• Instructions to follow
Whenever a line in the data contains "opened", show that line.

Provided material START

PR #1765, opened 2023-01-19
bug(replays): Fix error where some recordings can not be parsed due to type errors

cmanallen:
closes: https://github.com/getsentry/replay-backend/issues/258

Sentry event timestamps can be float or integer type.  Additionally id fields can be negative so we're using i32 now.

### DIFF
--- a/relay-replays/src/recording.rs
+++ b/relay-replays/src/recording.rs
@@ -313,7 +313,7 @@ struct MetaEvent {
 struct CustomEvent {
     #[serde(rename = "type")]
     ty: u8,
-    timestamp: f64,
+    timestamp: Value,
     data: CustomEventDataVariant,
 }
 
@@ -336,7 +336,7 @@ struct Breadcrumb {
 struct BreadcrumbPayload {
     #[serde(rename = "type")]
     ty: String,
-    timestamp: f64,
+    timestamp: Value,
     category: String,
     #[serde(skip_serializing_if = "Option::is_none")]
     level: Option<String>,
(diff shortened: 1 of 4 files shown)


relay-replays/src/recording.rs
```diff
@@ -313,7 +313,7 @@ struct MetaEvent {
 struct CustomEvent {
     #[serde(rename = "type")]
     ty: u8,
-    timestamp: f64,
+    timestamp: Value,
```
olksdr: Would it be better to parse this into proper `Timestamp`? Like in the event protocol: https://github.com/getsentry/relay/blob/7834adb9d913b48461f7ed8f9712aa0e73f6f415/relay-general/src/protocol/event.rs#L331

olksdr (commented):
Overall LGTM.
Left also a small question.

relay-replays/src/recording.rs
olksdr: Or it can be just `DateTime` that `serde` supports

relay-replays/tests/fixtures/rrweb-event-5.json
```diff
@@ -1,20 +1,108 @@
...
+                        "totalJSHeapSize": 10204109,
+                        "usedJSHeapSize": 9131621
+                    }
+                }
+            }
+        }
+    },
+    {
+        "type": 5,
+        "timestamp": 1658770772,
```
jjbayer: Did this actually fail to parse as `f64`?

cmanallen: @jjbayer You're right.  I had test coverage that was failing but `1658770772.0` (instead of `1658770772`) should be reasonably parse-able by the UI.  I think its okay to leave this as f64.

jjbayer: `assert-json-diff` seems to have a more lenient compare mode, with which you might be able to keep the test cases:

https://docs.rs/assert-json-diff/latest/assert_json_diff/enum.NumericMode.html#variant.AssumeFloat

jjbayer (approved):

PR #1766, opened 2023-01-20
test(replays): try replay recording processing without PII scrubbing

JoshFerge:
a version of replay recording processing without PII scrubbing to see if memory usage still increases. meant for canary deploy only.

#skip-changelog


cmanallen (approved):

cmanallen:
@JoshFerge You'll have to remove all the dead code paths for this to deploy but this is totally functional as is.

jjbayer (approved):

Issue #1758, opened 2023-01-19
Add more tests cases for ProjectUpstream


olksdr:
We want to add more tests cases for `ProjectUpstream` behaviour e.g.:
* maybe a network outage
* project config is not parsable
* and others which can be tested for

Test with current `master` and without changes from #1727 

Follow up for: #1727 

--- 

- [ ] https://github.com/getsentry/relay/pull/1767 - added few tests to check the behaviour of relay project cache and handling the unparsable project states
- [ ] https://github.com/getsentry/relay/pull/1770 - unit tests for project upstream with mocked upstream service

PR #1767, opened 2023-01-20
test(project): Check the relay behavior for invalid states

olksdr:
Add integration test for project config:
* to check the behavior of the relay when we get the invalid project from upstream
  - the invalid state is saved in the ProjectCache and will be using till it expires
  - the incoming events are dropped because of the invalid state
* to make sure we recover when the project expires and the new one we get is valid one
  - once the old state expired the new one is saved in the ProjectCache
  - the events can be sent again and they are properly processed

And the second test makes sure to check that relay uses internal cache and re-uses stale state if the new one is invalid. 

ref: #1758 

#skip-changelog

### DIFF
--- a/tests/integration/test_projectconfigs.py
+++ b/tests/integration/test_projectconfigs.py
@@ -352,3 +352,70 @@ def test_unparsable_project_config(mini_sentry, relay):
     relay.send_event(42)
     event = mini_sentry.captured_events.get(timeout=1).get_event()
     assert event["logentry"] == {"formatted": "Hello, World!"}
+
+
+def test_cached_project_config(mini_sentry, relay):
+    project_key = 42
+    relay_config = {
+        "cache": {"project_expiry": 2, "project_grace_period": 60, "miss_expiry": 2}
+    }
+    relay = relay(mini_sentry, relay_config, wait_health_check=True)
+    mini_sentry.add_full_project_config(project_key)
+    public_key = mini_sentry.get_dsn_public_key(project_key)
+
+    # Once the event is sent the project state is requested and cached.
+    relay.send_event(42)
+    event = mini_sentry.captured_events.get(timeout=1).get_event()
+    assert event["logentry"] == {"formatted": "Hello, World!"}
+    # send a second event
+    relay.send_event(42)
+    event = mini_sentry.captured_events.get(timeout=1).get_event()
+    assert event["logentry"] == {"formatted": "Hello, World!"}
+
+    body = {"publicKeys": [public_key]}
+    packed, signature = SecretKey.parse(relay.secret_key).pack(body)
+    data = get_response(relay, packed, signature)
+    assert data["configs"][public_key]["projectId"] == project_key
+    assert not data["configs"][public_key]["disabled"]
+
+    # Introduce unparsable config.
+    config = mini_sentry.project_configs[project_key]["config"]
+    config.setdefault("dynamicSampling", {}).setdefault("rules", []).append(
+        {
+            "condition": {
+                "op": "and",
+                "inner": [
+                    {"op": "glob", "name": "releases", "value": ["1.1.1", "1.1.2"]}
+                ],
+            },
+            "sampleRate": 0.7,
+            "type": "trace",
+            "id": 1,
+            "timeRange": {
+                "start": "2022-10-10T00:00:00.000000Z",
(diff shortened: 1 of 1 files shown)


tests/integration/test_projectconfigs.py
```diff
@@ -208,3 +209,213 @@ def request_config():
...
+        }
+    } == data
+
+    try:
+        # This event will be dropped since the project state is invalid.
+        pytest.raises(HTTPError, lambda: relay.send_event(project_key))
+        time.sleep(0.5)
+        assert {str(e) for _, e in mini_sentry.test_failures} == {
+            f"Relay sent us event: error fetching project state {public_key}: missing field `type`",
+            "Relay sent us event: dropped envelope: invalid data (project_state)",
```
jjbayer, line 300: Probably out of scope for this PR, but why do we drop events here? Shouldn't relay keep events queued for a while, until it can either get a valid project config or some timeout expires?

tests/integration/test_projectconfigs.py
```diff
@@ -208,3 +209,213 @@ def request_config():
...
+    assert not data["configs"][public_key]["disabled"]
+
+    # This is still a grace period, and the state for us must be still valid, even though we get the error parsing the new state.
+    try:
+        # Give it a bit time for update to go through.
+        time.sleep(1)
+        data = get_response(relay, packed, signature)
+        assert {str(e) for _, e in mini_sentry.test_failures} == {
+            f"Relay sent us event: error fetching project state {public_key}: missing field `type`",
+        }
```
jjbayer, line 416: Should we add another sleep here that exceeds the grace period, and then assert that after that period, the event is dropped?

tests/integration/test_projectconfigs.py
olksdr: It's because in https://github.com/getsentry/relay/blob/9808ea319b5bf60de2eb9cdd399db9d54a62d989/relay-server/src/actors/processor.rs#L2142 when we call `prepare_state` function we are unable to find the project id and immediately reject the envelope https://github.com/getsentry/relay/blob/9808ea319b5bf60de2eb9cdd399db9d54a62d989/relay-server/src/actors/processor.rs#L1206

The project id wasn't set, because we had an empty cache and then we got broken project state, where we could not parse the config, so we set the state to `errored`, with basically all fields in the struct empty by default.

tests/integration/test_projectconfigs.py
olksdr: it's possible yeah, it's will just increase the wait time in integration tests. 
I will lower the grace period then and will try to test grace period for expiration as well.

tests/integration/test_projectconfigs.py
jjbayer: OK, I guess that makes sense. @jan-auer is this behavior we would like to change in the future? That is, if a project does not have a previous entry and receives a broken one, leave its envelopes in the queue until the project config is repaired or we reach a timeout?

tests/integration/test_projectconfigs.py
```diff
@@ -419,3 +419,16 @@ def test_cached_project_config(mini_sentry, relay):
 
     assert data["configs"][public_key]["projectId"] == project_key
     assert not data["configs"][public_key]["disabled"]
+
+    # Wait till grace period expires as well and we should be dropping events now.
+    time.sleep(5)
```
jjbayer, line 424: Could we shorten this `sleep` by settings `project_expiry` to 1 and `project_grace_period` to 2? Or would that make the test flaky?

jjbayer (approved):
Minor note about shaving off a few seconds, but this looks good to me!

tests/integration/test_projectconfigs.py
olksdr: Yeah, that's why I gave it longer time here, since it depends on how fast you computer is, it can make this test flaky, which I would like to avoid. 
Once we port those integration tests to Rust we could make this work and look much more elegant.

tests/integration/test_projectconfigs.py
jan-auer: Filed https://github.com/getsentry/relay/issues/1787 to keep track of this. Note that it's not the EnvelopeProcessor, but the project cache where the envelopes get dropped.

Provided material END

• Written response
PR #1765, opened 2023-01-19
PR #1766, opened 2023-01-20
Issue #1758, opened 2023-01-19
PR #1767, opened 2023-01-20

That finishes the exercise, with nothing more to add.